When Purchasing a Rental Property, Throw the Formulas Out the Window!

Everyone has a different method of deciding if a property makes money or not. Sounds crazy, but people have varying opinions about making money on their rental properties. Some think that if a property costs them money over a period of a few years, then they sell it and make $5,000, they’ve made money. But they neglect to consider all the money they’ve put into it during their ownership.

Other’s think that if they buy it and it “breaks even,” when they rent it out, meaning that the tenant is only paying enough to cover the mortgage, then they are making money. But they also neglect to consider all the money they will have to put into the property during their ownership, just for upkeep and normal wear and tear.

The 1% Theory

This is probably the most common I’ve heard. This when you see a house for sale for $150,000, some say that you should be able to rent it out for $1,500 a month (1% of the sales price). Some say that if you can make 1% of the cost of the property back on the monthly rent then this is a good buy. But let’s drive down deeper.

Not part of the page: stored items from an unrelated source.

PR #2688, opened 2026-05-07
freeze config v8 and start v9 as latest

dgageot:
Freezes the previous `pkg/config/latest` package as `pkg/config/v8` and bumps `latest` to schema version 9.

## Changes

- **New `pkg/config/v8/`**: copied all sources/tests from `pkg/config/latest/`, renamed the package to `v8`/`v8_test`. The `Version = "8"` constant and `previous "…/v7"` upgrade import are preserved.
- **`pkg/config/latest/`**:
  - `Version` constant bumped from `"8"` → `"9"`.
  - `parse.go` `previous` import switched from v7 → v8.
  - `validate_test.go` inline `version: "8"` fixtures updated to `"9"`.
  - `hooks_yaml_test.go` doc comment updated to mention v9.
- **`pkg/config/versions.go`**: registers the new `v8` package between `v7` and `latest`.

Also includes a small follow-up that switches a handful of `slog.Warn` calls to `slog.WarnContext` where a `ctx` is already in scope, addressing the existing `Lint/SlogContextual` cop warnings (unrelated to the freeze, but surfaced by `task lint`).

### DIFF
--- a/pkg/attachment/modelcaps/modelcaps.go
+++ b/pkg/attachment/modelcaps/modelcaps.go
@@ -95,7 +95,7 @@ func Load(modelID string) (ModelCapabilities, error) {
 
 	store, err := modelsdev.NewStore()
 	if err != nil {
-		slog.Warn("modelcaps: failed to load models.dev store, using conservative caps",
+		slog.WarnContext(ctx, "modelcaps: failed to load models.dev store, using conservative caps",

What the 1% Theory doesn’t take into consideration:

  1. Property taxes can vary from region to region, which means that a 1% blanket estimate isn’t going to hold true from a property in Valdosta, GA to a property in Phoenix, AZ.
  2. Your mortgage payment will also vary depending on how much your down payment was. If you put down 10% on $150,000 and finance the rest at 6% interest for 30 years, your payment will be $809, not including taxes and insurance. However, if you put 50% down, that principal payment drops to $450. So the 1% doesn’t hold true here either because it doesn’t take in the specifics of your down payment, the interest on your loan, and the length of your loan.

What I Recommend:

First, throw the formulas out the window and remember there’s a number of factors involved knowing if your property is going to make you money and deciding on how much you should charge your tenants for rent.

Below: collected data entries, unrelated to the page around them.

PR #2690, opened 2026-05-07
feat(tui): add /snapshots command to list and restore captured snapshots

dgageot:
Adds a new `/snapshots` slash command that opens a dialog showing every snapshot captured during the current session and lets the user restore any of them (or the original pre-agent state).

## What it does

- **`/snapshots`** opens a modal listing the captured snapshots with their file counts, plus an `<original>` entry for the pre-agent state.
- Inside the dialog: <kbd>↑</kbd>/<kbd>↓</kbd> (or <kbd>j</kbd>/<kbd>k</kbd>, <kbd>g</kbd>/<kbd>G</kbd>, <kbd>home</kbd>/<kbd>end</kbd>) navigate, <kbd>r</kbd> restores the highlighted snapshot, <kbd>Esc</kbd> closes without changing anything.
- Restoring snapshot _N_ reverts every snapshot taken after _N_ (i.e. workspace returns to the state at the end of snapshot _N_). Restoring `<original>` reverts everything.
- The command (and `/undo`) are hidden from both the palette and the slash-command parser when snapshots aren't enabled, so the UI stays uncluttered for users who haven't opted in.

## Implementation

- Adds `ListSnapshots` and `ResetSnapshot` operations alongside the existing `UndoLastSnapshot`, plumbed through `pkg/hooks/builtins`, `pkg/runtime`, and `pkg/app`.
- A single `snapshotRuntime` interface in `pkg/app` captures all four runtime methods (`SnapshotsEnabled`, undo, list, reset); runtimes that don't support snapshots simply don't implement it and the related commands disappear automatically.
- `popHistoryTail` (renamed from `truncateAfter`) clears popped slots in the backing array so the dropped file lists can be GC'd.
- The dialog itself stays small: no key-map struct, no second pass over the renderer, the body and help-keys derive from `len(fileCounts)`.

## Docs & tests

- `docs/features/tui/index.md` updated.
- New tests cover `ListSnapshots`, `ResetSnapshot`, the no-op cases, the disabled-snapshots filtering of `/undo` and `/snapshots`, and that `App.SnapshotsEnabled()` answers the runtime-capability question without needing an active session.

### DIFF
--- a/docs/features/tui/index.md
+++ b/docs/features/tui/index.md
@@ -41,7 +41,7 @@ Type `/` during a session to see available commands, or press <kbd>Ctrl</kbd>+<k
 | `/copy`            | Copy the entire conversation to clipboard                                            |
 | `/copy-last`       | Copy only the last assistant message to clipboard                                    |
 | `/undo`            | Restore file changes from the latest snapshot (only when snapshots are enabled)      |
-| `/snapshot`        | List captured snapshots and reset to one (only when snapshots are enabled)           |
+| `/snapshots`       | List captured snapshots (only when snapshots are enabled)                            |
 | `/export`          | Export the session as HTML                                                           |
 | `/sessions`        | Browse and load past sessions                                                        |
 | `/model`           | Change the model for the current agent                                               |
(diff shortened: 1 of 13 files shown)


rumpl (approved):

docker-agent:
❌ **PR Review Failed** — The review agent encountered an error and could not complete the review. [View logs](https://github.com/docker/docker-agent/actions/runs/25489714040).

Second, always do a 30-year loan – this way your mortgage payments are smaller and more manageable. Plus it will help your cash flow easier. With that being said, I don’t recommend that you take the entire 30 years to pay the loan off, but create your own amortization length to shorten the payoff period.

For example, Let’s say you get a 30-year mortgage on a $150,000 house at 7% interest with 20% down. Your required principal and interest payment will be $798, but you want to pay it off in 20 years (instead of 30). How do you know what your payment will be? You do an amortization schedule for 20 years.

You’re thinking,  “Great, how do I do that? There are all kinds of great website that can help with this and many are free. I use www.HSH.com or www.BankRate.com where you can also compare different lenders and what they have to offer while also getting a good feel for the going interest rates at the time. You can also download some great apps that will do these same features. Just look around and see what you can find as they’re changing all the time.

All you need to get started on these sites are your original amount financed and your interest rate. Plug those numbers in along with the number of years you want to pay it off, and they will calculate what your payment should be to pay off the loan. Then just start making that number your payment toward your mortgage.

Where to Apply Extra Mortgage Payments – Additional Principal

Now, LISTEN VERY CAREFULLY – It’s very important when paying above your scheduled payment to note where you want the extra money applied and in your case, you want to apply it to the additional principal.

If you don’t specifically say that, the lender may apply it toward your next payment or your escrow account, which holds your money paid for taxes and insurance. These choices will not pay off your loan any earlier, so make sure you mark your extra money as additional principal.

One more thing I’d like to mention is, once you make the payment — even if it’s above your scheduled payment — you cannot get it back. Even if you run into financial situation and need money, you can’t get your additional payments back, so make sure what you pay in, you can afford.

There are a lot of factors when it comes to calculating how much you can charge for a rental property. So remember there is no one theory, but have the numbers (price, insurance, taxes, interest rate, price, down payment, etc.), run your amortization schedule, and leave room for your cash flow and then decide what to charge for rent to your tenants.